PR #1175, opened 2024-09-13
[server][router] Handle migrated store before checking ACL

nisargthakkar:
## [server][router] Handle migrated store before checking ACL

When a store is completely migrated, but there is still some client that didn't have queries at time of migration, and hence didn't migrate to the new cluster. We fixed this issue in #843, but removed the logic to check the store existence from the ACL handler with the expectation that the next layers would redirect the requests for migrated store.

The interface of the ACL handler doesn't specify how to handle the case of a missing store. So, it is possible that the ACL handler could either:
1. Return `false` to the `hasAccess` call
2. Throw an `AclException`

Only in the second case would the request be forwarded to the next handler. This commit adds the store existence check before checking ACLs and hence, can forward the request to the next handler so that the client can be notified of the store move.

This commit unifies common store ACL handler logic into `AbstractStoreAclHandler` and splits router-specific and server-specific logic into their independent implementations: `RouterStoreAclHandler` and `ServerStoreAclHandler`

## How was this PR tested?

Added unit tests. GH CI for regression tests


internal/venice-common/src/main/java/com/linkedin/venice/acl/handler/AbstractStoreAclHandler.java
```diff
@@ -95,115 +79,55 @@ public void channelRead0(ChannelHandlerContext ctx, HttpRequest req) throws SSLP
...
-    return resourceName;
+  protected boolean isAccessAlreadyApproved(ChannelHandlerContext ctx) {
+    return false;
   }
 
-  @VisibleForTesting
-  boolean isInvalidRequest(String[] requestParts) {
-    int partsLength = requestParts.length;
-    boolean invalidRequest = false;
+  protected abstract boolean needsAclValidation(String[] requestParts);
```
xunyin8, line 116: Should we just make this method take in a `RouterResourceType`? Either way I think it'd be great if we can have a test where we pass in or construct requestParts for all enums in `RouterResourceType` to ensure we are handling things correctly and didn't miss anything.

xunyin8 (commented):
LGTM just one minor comment.

internal/venice-common/src/main/java/com/linkedin/venice/acl/handler/AbstractStoreAclHandler.java
nisargthakkar: This piece of code is shared b/w Router and Server. So, this function cannot use `RouterResourceType`. But let me see if I can do something to reduce the string parsing.

Also, the tests for this class were somewhat tedious to automate. I tried improving, but that would end up overwriting all tests for this class. So, I avoided it. I can give it another shot

internal/venice-common/src/main/java/com/linkedin/venice/acl/handler/AbstractStoreAclHandler.java
sushantmane, line 1: Instead of having `abstract` class, can we make it concrete class and pass it as dependency to Netty and gRPC handlers?

nisargthakkar: How would that work? Can you share some details/examples? From what I've been able to come up with, the concrete class would still have to handle some generics, and also need some abstractions to handle Netty and gRPC objects.

I wanted to remove duplicating logic, but that would end up bloating up the PR, and also distracts from the issue at hand.

nisargthakkar: The alternative is to use `Consumer`, `Supplier`, etc interfaces to act as the abstractions

sushantmane: >How would that work? Can you share some details/examples? From what I've been able to come up with, the concrete class would still have to handle some generics, and also need some abstractions to handle Netty and gRPC objects.

If we restructure it so that the concrete class StoreAclService only returns AccessResult, and then allow the respective Netty (server or router) or gRPC handlers to interpret the result and format the response accordingly, that approach would work well.

We are following this format in `ReadQuotaEnforcementHandler`

```java
public class StoreAclService {
  private final IdentityParser identityParser;
  private final ReadOnlyStoreRepository metadataRepository;
  private final DynamicAccessController accessController;

// this could be modified to has message in it
  public enum AccessResult {
    GRANTED,
    FORBIDDEN,
    UNAUTHORIZED
  }

  public StoreAclService(
      IdentityParser identityParser,
      DynamicAccessController accessController,
      ReadOnlyStoreRepository metadataRepository) {
    this.identityParser = identityParser;
    this.metadataRepository = metadataRepository;
    this.accessController = accessController
        .init(metadataRepository.getAllStores().stream().map(Store::getName).collect(Collectors.toList()));
    this.metadataRepository.registerStoreDataChangedListener(new AclCreationDeletionListener(accessController));
  }

  public AccessResult checkAccess(
      String uri,
      X509Certificate clientCert,
      String storeName,
      String method) {

    // uri and client could be used in logging else they are not needed
    String client = identityParser.parseIdentityFromCert(clientCert);

    try {
      if (accessController.hasAccess(clientCert, storeName, method)) {
        return AccessResult.GRANTED;
      }

      return handleAccessError(storeName);
    } catch (AclException e) {
      return handleException(storeName, e);
    }
  }

  private AccessResult handleAccessError(String storeName) throws AclException {
    if (!accessController.isFailOpen() && !accessController.hasAcl(storeName)) {
      return AccessResult.UNAUTHORIZED;
    } else {
      return AccessResult.FORBIDDEN;
    }
  }

  private AccessResult handleException(String storeName, AclException e) {
    if (accessController.isFailOpen()) {
      return AccessResult.GRANTED;
    } else {
      return AccessResult.FORBIDDEN;
    }
  }
}


public class ServerStoreNettyAclHandler extends SimpleChannelInboundHandler<HttpRequest> {
  private final StoreAclService storeAclService;

  public NettyServerStoreAclHandler(StoreAclService storeAclService) {
    this.storeAclService = storeAclService;
  }

  @Override
  public void channelRead0(ChannelHandlerContext ctx, HttpRequest req) throws SSLPeerUnverifiedException {
    X509Certificate clientCert = extractClientCert(ctx);
    String uri = req.uri();
    String storeName = extractStoreNameFromUri(uri);
    String method = req.method().name();

    // skip ACL check for certain URIs
    if (isAccessAlreadyApproved(ctx) || !needsAclValidation(uri)) {
      ReferenceCountUtil.retain(req);
      ctx.fireChannelRead(req);
      return;
    }
    
    StoreAclService.AccessResult result = storeAclService.checkAccess(uri, clientCert, storeName, method);

    if (result == StoreAclService.AccessResult.GRANTED) {
      ctx.fireChannelRead(req); // Continue if access is granted
    } else if (result == StoreAclService.AccessResult.UNAUTHORIZED) {
      NettyUtils.setupResponseAndFlush(HttpResponseStatus.UNAUTHORIZED, "ACL not found!".getBytes(), false, ctx);
    } else if (result == StoreAclService.AccessResult.FORBIDDEN) {
      NettyUtils.setupResponseAndFlush(HttpResponseStatus.FORBIDDEN, "Access denied!".getBytes(), false, ctx);
    }
    ctx.close(); // Close connection on access denial
  }
}
```

sushantmane: If you notice `StoreAclService` doesn't have any netty (rest/http) or grpc (protobuf) related code.

sushantmane: `RouterStoreNettyAclHandler` will look similar to `ServerStoreNettyAclHandler`

sushantmane: >I wanted to remove duplicating logic, but that would end up bloating up the PR, and also distracts from the issue at hand.


I understand, and I’ll leave it to your discretion. However, I do believe that the approach mentioned above would help make the code cleaner IMHO

sushantmane: > The alternative is to use Consumer, Supplier, etc interfaces to act as the abstractions 


IMHO, except in a few specific cases, using consumers, suppliers, and functions tends to significantly reduce code readability and places a heavier burden on the reader.

nisargthakkar: The suggestion about `checkAccess` is good, and I can add it regardless. I see this as an improvement over the `hasAccess` method. Let me make this change and see how things look

But my primary concern is that there is still duplication about how to handle other common things like:
* Checking for `isAccessAlreadyApproved(ctx) || !needsAclValidation(uri)`
* validating if the request type is valid or not
* Store doesn't exist

This is why I was thinking about it in terms of abstraction instead of a helper function.


> IMHO, except in a few specific cases, using consumers, suppliers, and functions tends to significantly reduce code readability and places a heavier burden on the reader.

Totally agree about this.

sushantmane: I think tiny code duplication (it's mostly in handler channelRead/intercept methods I suppose) should be ok if it means better readability.

`isAccessAlreadyApproved(ctx)` will be same for `NettyServer` and `Router` code path but will look different for gRPC. So having helper should be alright for this common path: `NettyServer` and `Router`. 

Similarly, `NettyServer` and `GrpcServer` paths will call the same helper `needsAclValidation` but router will have different version.

nisargthakkar: I tried to incorporate your suggestion, but I've still not removed the abstract class. I still thing there is value in having an abstract class for server and router as we can handle some common logic in one place. Let me know if you strongly feel that this shouldn't be done this way

I've not unified the gRPC and Netty paths much as that would need more abstractions that I don't think should be done in this PR

sushantmane: > I still thing there is value in having an abstract class for server and router as we can handle some common logic in one place.

That should be fine IMO. When we want to unify gRPC related code we can make more cleanups

services/venice-router/src/main/java/com/linkedin/venice/router/acl/RouterStoreAclHandler.java
```diff
@@ -0,0 +1,83 @@
...
+      case TYPE_ADMIN: // Access control for Admin operations are handled in AdminOperationsHandler
+      case TYPE_CURRENT_VERSION:
+      case TYPE_RESOURCE_STATE:
+      case TYPE_BLOB_DISCOVERY:
+      case TYPE_REQUEST_TOPIC:
+        return false;
+      case TYPE_STORAGE:
+      case TYPE_COMPUTE:
+        return true;
+      case TYPE_INVALID:
```
gaojieliu, line 52: There is a big list of the switch cases, so if every valid request needs to go through the list, it will be slightly inefficient, right?
If we still to this pattern, I think we should move `TYPE_STORAGE` and `TYPE_COMPUTE` up, which are more latency sensitive with more QPS, and another way is to use a `HashMap`.
WDYT?

gaojieliu (commented):
Looks good overall.
Left one minor comment.

services/venice-router/src/main/java/com/linkedin/venice/router/acl/RouterStoreAclHandler.java
nisargthakkar: I can move it around, but some resources I read online say that the compiler will make this into a lookup table on it's own if there are >5 branches

nisargthakkar: https://www.geeksforgeeks.org/switch-vs-else/

nisargthakkar: But I could get rid of the rest, and only keep `TYPE_STORAGE` and `TYPE_COMPUTE`, and let the tests handle checking the case that all types are handled already. We have this test now

nisargthakkar: This is how it would look:
```
  @Override
  protected boolean needsAclValidation(RouterResourceType resourceType) {
    if (resourceType == TYPE_STORAGE || resourceType == TYPE_COMPUTE) {
      return true;
    }

    if (resourceType == TYPE_INVALID) {
      throw new VeniceUnsupportedOperationException(resourceType.name());
    }

    return false;
  }
```

gaojieliu: Got it.
Only keeping `TYPE_STORAGE` and `TYPE_COMPUTE` sounds good to me.
This would also reduce the maintenance burden when we adding more admin/metadata endpoints in the future.

gaojieliu (approved):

◆ Instructions for the task ◆
An exact, complete copy of the lines above from the one with "nisargthakkar: The suggestion" through the one with "Store doesn't exist" is the whole answer.

◆ Response below ◆
nisargthakkar: The suggestion about `checkAccess` is good, and I can add it regardless. I see this as an improvement over the `hasAccess` method. Let me make this change and see how things look

But my primary concern is that there is still duplication about how to handle other common things like:
* Checking for `isAccessAlreadyApproved(ctx) || !needsAclValidation(uri)`
* validating if the request type is valid or not
* Store doesn't exist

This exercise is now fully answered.